谢青缦不动声色地看了顾娆一眼,指尖在手机上轻轻点了点。
顾娆点了下头。
顾娆握着小男孩的肩膀,让他转过身,对着玻璃橱窗,语气不缓不急,“看到了吗”
商店的玻璃上映出一个清晰的影像,小男孩穿得光鲜,一看就是家境富裕,不过一看就很淘气,脸上不知道哪里蹭到了灰,脏兮兮的。
扭曲的表情配上肉嘟嘟的脸,眯成线的眼睛,确实挺寒颤。
顾娆从未有在长相上羞辱人的习惯,可能因为她在颜值上没有任何瑕疵,所以她对颜值这东西,也就没有什么执念。她接受的家教也不会容许她作出这种庸俗又恶劣的事。
不过遇上这种说话不过脑子,还要推给“童言无忌”四个字的熊孩子,她喜欢以牙还牙。
“你放开我”小男孩挣了挣,硬生生地被按住,“你胡说,我妈说男孩子不用长得多漂亮”
“唔,对。”顾娆点了点头,唇角荡起一抹潋滟的微笑,“可是你妈妈忘记告诉你,它是有前提的。一个有修养有才华的绅士,长相在他那里才是最不值钱的东西。至于你”
顾娆声音略微一停,一指旁边的垃圾桶,“不要打着孩子的旗号做坏事。掀人裙子是很没品的事,做错了事还骂人是错上加错,你连道歉都不会吗
如果一直这样没礼貌做这种恶心的事,你这种人就像垃圾桶里的垃圾,看到了吗就是那些恶臭的围着苍蝇的垃圾。”
小男孩挣脱不开,盯着玻璃上映出来的自己,恼羞成怒,“贱人,我爸爸是个大老板,他就很厉害,我让爸爸收拾你”

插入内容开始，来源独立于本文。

Issue #827, opened 2018-06-19
Proposal: use shareable configs instead of default plugins


pvdlg:
Currently we set the `@semantic-release/npm` and `@semantic-release/github` plugins by default.
Those are good defaults but it gets quite complex and counter-intuitive for users who do not want to use one of those plugin, as their configuration will be merged with the default one.

For example, if one do not want to use the `@semantic-release/github` they would have to:
- Check the `@semantic-release/github` doc to figure out on which step it is used
- For each steps in which only `@semantic-release/github` is used, override the config with `false`
- For each steps in which `@semantic-release/github` is used with another plugin, override with the other plugins only

In that example, the config would be:
```json
{
  "verifyConditions": ["@semantic-release/npm"],
  "publish": "@semantic-release/npm",
  "fail": false,
  "success": false
}
```

To make things more simple we could remove all the default plugins and create specific [shareable configurations](https://github.com/semantic-release/semantic-release/blob/caribou/docs/usage/shareable-configurations.md). For example:
- `@semantic-release/npm-github-config` (identical to current defaults)
- `@semantic-release/npm-gitlab-config` (release on npm, use GitLab repo)
- `@semantic-release/npm-git-config` (release on npm, push `package.json` and `CHANGELOG.md` to the repo)
- `@semantic-release/github-config` (release on GitHub only)
- `@semantic-release/gitlab-config` (release on GitLab only)
- `@semantic-release/git-config` (push `package.json` and `CHANGELOG.md` to the repo. Would work for Bitbucket and custom Git servers)
- `@semantic-release/npm-config` (release on npm only)

By default, if the user provide no value for `extends` we would use `@semantic-release/npm-github-config` which is equivalent to the current default. So that would be transparent for users currently relying on the default config.

The config for the previous example (using npm but not github) would simply be:
```json
{
  "extends": ["@semantic-release/npm-config"],
}
```

For users who want something more custom and need to configure each hook, things would be simpler as they wouldn't need to care about overriding each step default value, they could just set what they need.

pvdlg:
//cc @gr2m

gr2m:
sounds good to me! I’m a bit concerned about all the new packages, it would be good to find other folks take ownership over them?

pvdlg:
It's always good to get more people taking ownership. However it's really simple packages as they contains only a few lines of JSON.

pvdlg:
[...]

PR #936, opened 2018-10-01
Simplify plugins configuration

pvdlg:
The plugins configuration is currently quite complex and counter intuitive. That generate a lot of support burden on the issue tracker or the Gitter channel, create some frustration for users and probably discourage some potential new users who try out semantic-release for the first time.

Here is a list of friction points and difficulties I encounters helping other to configure semantic-release:
1. Using plugins require to understand the concept of [plugin step/hooks](https://github.com/semantic-release/semantic-release#release-steps)
2. Using plugins require to understand which step/hooks are implemented by the plugins one want to use
3. Using plugins require to understand which step/hooks are implemented by the default plugins in order to overwrite them
4. Plugins options have to be passed to each step/hooks implemented by the plugin (for example with `@semantic-release/npm`, `pkgRoot` has to be defined 3 times: in `verifyConditions`, `prepare` and `publish` which makes no sense for a user)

顾娆觉得自己被刷新了三观,他骂人的词汇还真不少,花样百出啊。这得什么样的家庭,能教出来这么一个人才
“你爸爸”顾娆眨了眨眼,很无所谓,“你爸爸能成功一点,好歹有本事,你看你,连基本的礼貌都学不好,只会在这里咆哮,这样可不行,像小狗狗一样哦。”
小男孩涨红了脸,顾娆原以为他这副样子是要扑上来咬人了,结果他瘪了瘪嘴,哭了起来。
小男孩手背狠狠地揉着眼睛,哭声惊天动地,“姐姐你把玩具赔给我你你欺负人”
变脸就是一瞬间的事儿,刚刚他还恶劣地脏话连篇,现在就一把鼻涕一把泪地开始控诉顾娆的罪行。
顾娆看着这张声泪俱下地脸,着实被恶心了一把。
人说教育都是力争出精品,多出优品,少出次品劣质品,坚决不出危险品。高智商犯罪才是真社会渣滓。
顾娆原以为这孩子只是行为劣质,没想到心思还不少。一个小孩子,挺懂得拿这层身份和眼泪当挡箭牌的。
周围开始有窸窸窣窣地议论声。很快孩子的看管者就被吸引过来了,不像是监护人,似乎是个保姆。
“你在干什么对一个小孩子动手”保姆上来就不分青红皂白地呵斥,然后就开始跑到一边哄孩子。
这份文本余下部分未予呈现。